Dormir película salta de la habitación a la sala de cine

Todos comenzamosa demostrar emoción cuando somos parte de  planes para ver una película donde un amigo o con nuestra pareja en su casa. Allí una cobija y unas palomitas caseras complementan la escena en la cual muy probablemente terminaremos roncando mientras el héroe salva a su mejor amigo de los disparos o el monstruo destruye parte de la ciudad.


Eso se debe a que dormir película es en sí un plan, una excusa para estar junto a alguien o un acompañamiento de ruido para una siesta. Es por ello que alrededor del mundo se ha expandido la idea de crear cines especializados para aquellos que duermen las creaciones de hollywood.


Este tipo de acondicionamiento de los cines comenzó como una campaña publicitaria de Ikea que para promocionar su nueva linea de camas reconstruyó una sala entera del salón de música parisina Olympia en Grecia.


Aunque era solo una campaña temporal, la idea no le pareció tan descabellada a inversionistas asiáticos que decidieron volverlo una constante en el lejano oriente.


Allí fundaron en Tailandia el Paragon Cineplex, que con apenas espacio para 34 personas brinda camas individuales con servicio de alcohol, aperitivos y palomitas por el no tan bajo precio de 91 dólares por tiquete.




Otro de los notables cinemas del sueño es el Beanie Cinema ubicado en Indonesia, que ofrece sofás estilo bean bag chair para que las parejas se relajen mientras ven una película. También en indonesia encontramos la cadena Blitz Megaplex que ofrece sofacamas recubiertos de terciopelo rojo a sus visitantes en lugar de sillas dentro de sus salas de exhibición.




Apartándose de las camas podremos encontrar el Cine de Chef Ubicado en Seúl, Corea del Sur. Nuestro paso por allí nos dejará sentarnos en  sillas reclinables con reposapiés que se convierten en camas individuales, a su vez podremos acompañar nuestra película de vino y comida francesa de la mano del chef Park Hyatt lo cual hace de este cine una experiencia única.
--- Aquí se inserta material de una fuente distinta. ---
PR #454, opened 2018-02-01
feature/19056 Group index fix

pris54:


pris54:
@GuyHarwood I'm deleting this unique index, it creates a bug, please read the bug ticket and how to replicate. There is logic in place (that has been tested before and after the SQL migration) to prevent duplicates.

activemq:
Works as expected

El costo de un tiquete de cine allí puede salir hasta por 40 dólares mientras que la cena es opcional la cual puede rondar entre 50 y 120 dólares.




Al otro lado del mundo también encontraremos representantes del movimiento de cinemas del sueño. En la capital húngara abrió sus puertas en 2014 el Buda Bed Cinema, que con una cartelera de películas clásicas y culturales, en conjunto con camas aptas para una familia de 4 esta atrayendo a los clientes.


Por último en Inglaterra el Electric Cinema ofrece un abanico de posibilidades a la hora de dormir películas, desde sofás con reposabrazos hasta camas king size con sábanas de nuestra elección que estarán ubicados en primera fila de la sala, mientras que el resto de filas tienen las clásicas sillas. Así que cual prefieres de todas estas posibilidades a la hora de una siesta con acompañamiento audiovisual.